The fire area also has a low in-situ combustible loading with few potential ignition sources.

Areas containing significant amounts of combustible materials also have a detection system to warn plant operators in the event of a fire. If a fire were to ignite in this area, the low combustible loadings, the inherent protection offered by the concrete wall construction, and the limited propagation pathways, would restrict the size of the fire. Fire detectors in the area would alarm, and the site fire brigade would be able to extinguish the fire using manual equipment. The NRC staff agrees that an automatic fire suppression system is not necessary to control a fire with the configuration of this fire area. Control Room operators would be able to promptly detect a fire, and the station fire brigade would rapidly respond and extinguish a fire in this area.

The NRC staff concludes that the lack of fire suppression specified in Section III.G.3, and the lack of capability to accommodate a loss of offsite power specified by Section III.L.3, in Fire Area 2-FA-AB-64B does not present an undue risk to the public health and safety, and is not necessary to achieve safe shutdown. Therefore, the NRC staff finds the proposed changes to the Salem SSD strategy for Fire Area 2-FA-AB-64B to be acceptable.

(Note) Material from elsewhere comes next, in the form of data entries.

PR #2637, opened 2022-12-08
Fix #2599

### LINKED ISSUE #2599: MSFT_AADUser: hard coded password for new user
The password for new users is hard coded in line 495. The parameter "password" you can pass is ignored and never used. This is critical, because every user created with M365DSC will have the same public available password.

no error/no logs

Make sure, that the password provided as a parameter is used in the resource.

Password             = New-Object System.Management.Automation.PSCredential('Password', (ConvertTo-SecureString 'your password' -AsPlainText -Force));;

N/A
1.22.1109.1 (Resource code did not change in the newer releases)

3.3 Fire Area 2-FA-AB-84B Fire Area 2-FA-AB-84B contains pumps, heat exchangers, tanks and control centers for the CVCS, CCW, safety injection, containment spray, auxiliary feedwater, waste disposal, and spent fuel pool cooling systems. This area consists of multiple rooms separated by reinforced concrete barriers. Each room contains either a single component or groups of similar components. In-situ combustibles in the area consist of lubricating oil in pumps and motors, flammable liquids stored in cabinets, and cable insulation. The area contains few ignition sources and few paths for fire propagation.

Fire suppression is provided for the auxiliary feedwater pumps by automatically-actuated pre-action sprinkler systems. Fire suppression is provided for the charging pump area by a wet pipe sprinkler system.

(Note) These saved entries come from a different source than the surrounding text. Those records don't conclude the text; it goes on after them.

PR #2641, opened 2022-12-08
Fixes #2598

### LINKED ISSUE #2598: MSFT_AADUser: Bug getting passwordpolicies
Passwordpolicy not retrieved because property is missing in $propertiesToRetrieve.

No error/no logs.

old code (line 183):

$propertiesToRetrieve = @('Id', 'UserPrincipalName', 'DisplayName', 'GivenName', 'Surname', 'UsageLocation', 'City', 'Country', 'Department', 'FacsimileTelephoneNumber', 'Mobile', 'OfficeLocation', 'TelephoneNumber', 'PostalCode', 'PreferredLanguage', 'State', 'StreetAddress', 'JobTitle', 'UserType')

new code:

$propertiesToRetrieve = @('Id', 'UserPrincipalName', 'DisplayName', 'GivenName', 'Surname', 'UsageLocation', 'City', 'Country', 'Department', 'FacsimileTelephoneNumber', 'Mobile', 'OfficeLocation', 'TelephoneNumber', 'PostalCode', 'PreferredLanguage', 'State', 'StreetAddress', 'JobTitle', 'UserType', 'PasswordPolicies')

N/A

N/A

1.22.1109.1 (Resource code did not change in the newer releases)

NikCharlebois:
  * Added support for the PasswordPolicies property.

* FIXES #2598

### DIFF
--- a/CHANGELOG.md
+++ b/CHANGELOG.md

PSEG does not meet the technical standards of Appendix R,Section III.L.3, in that the proposed SSD strategy for Fire Area 2-FA-AB-84B credits alternative shutdown capability, and offsite power is required to accomplish safe shutdown.

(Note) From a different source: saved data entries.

PR #2666, opened 2022-12-14
Update Node.js to version 16

bladeoner:
This PR updates Node.js from version 12/14 to version 16

Under the Workflows you can see that Node.js 12 is deprecated and that you should update to version 16, this PR does that:
image


bladeoner:

PR #2695, opened 2022-12-20
TeamsShiftsPolicy: Initial Release

NikCharlebois:
* New TeamsShiftsPolicy Resource

* N/A


Modules/Microsoft365DSC/DSCResources/MSFT_TeamsShiftsPolicy/MSFT_TeamsShiftsPolicy.psm1
```diff
@@ -0,0 +1,476 @@
...
+    )
+
+    try
+    {
+        New-M365DSCConnection -Workload 'MicrosoftTeams' `
+            -InboundParameters $PSBoundParameters | Out-Null
+    }
+    catch
+    {
+        Write-Verbose -Message $_
```
ykuijs, line 68: Why do you only write a verbose here? If the catch is triggered, doesn't that mean creating the connection failed? And in that case, shouldn't the rest of the code be aborted?

Modules/Microsoft365DSC/DSCResources/MSFT_TeamsShiftsPolicy/MSFT_TeamsShiftsPolicy.psm1
```diff
@@ -0,0 +1,476 @@
...
```
ykuijs, line 189: Same comment as before

ykuijs (changes requested):
Question needs clarification

Modules/Microsoft365DSC/DSCResources/MSFT_TeamsShiftsPolicy/MSFT_TeamsShiftsPolicy.psm1
NikCharlebois: Yes, it should. This Teams resource was entirely generated via the Dynamic Resource Generator. I will regenerate with your comments included.

Modules/Microsoft365DSC/DSCResources/MSFT_TeamsShiftsPolicy/MSFT_TeamsShiftsPolicy.psm1
NikCharlebois: To be aligned with the other resources, we will remove the try/catch. The error will be trapped inside the New-M365DSCCOnnection function instead

ykuijs (approved):
LGTM

PR #2697, opened 2022-12-21
Major Changes to the DRG to Handle Non-Graph based Workloads

NikCharlebois:
* Major Changes to the DRG to Handle Non-Graph based Workloads

* N/A


NikCharlebois:
@William-Francillette FYI, I had to split the logic between Graph based and non-graph based resources. I've also introduced a Workload manifest file so that we can automatically regenerate all resources from a list. Please consider these changes when working on Intune resources. The code isn't optimally refactored, but the goal is for it to eventually disappear once all workloads have their Microsoft Graph footprint in place.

A fire in this area has the potential to result in a loss of the EDGs. However, the fire area contains no cables or equipment that could cause the station to lose offsite power.

Consequently, offsite power would not be adversely affected by a fire in this area and would, thus, be available to support safe shutdown activities. Alternative shutdown capability, independent of the fire area, is provided to ensure post-fire safe shutdown. Based on its review, the staff agrees that the licensee would be able to accomplish required safe shutdown activities for a fire in this fire area using offsite power.

The NRC staff concludes that the lack of capability to accommodate a loss of offsite power as set out in Appendix R,Section III.L.3, in Fire Area 2-FA-AB-84B does not present an undue risk to the public health and safety, and is not necessary to achieve safe shutdown. Therefore, the NRC staff finds the proposed changes to the Salem SSD strategy for Fire Area 2-FA-AB-84B to be acceptable.

3.4 Fire Area 2-FA-AB-84C Fire Area 2-FA-AB-84C contains the CCW Pump and Heat Exchanger. An area-wide fire detection system is installed, and a manual fire alarm station is provided in the corridor outside the room. Both systems alarm in the Control Room. Manual fire suppression capability is provided by portable fire extinguishers and manual hose stations located in the corridor outside of the fire area. A fire in this area could affect several systems required for redundant safe shutdown. Therefore, alternative shutdown capability, independent of the fire area, is provided to ensure post-fire safe shutdown.

The licensee does not meet the technical standards of Appendix R,Section III.G.3, in that Fire Area 2-FA-AB-84C credits alternative shutdown capability and does not have a fixed fire suppression system.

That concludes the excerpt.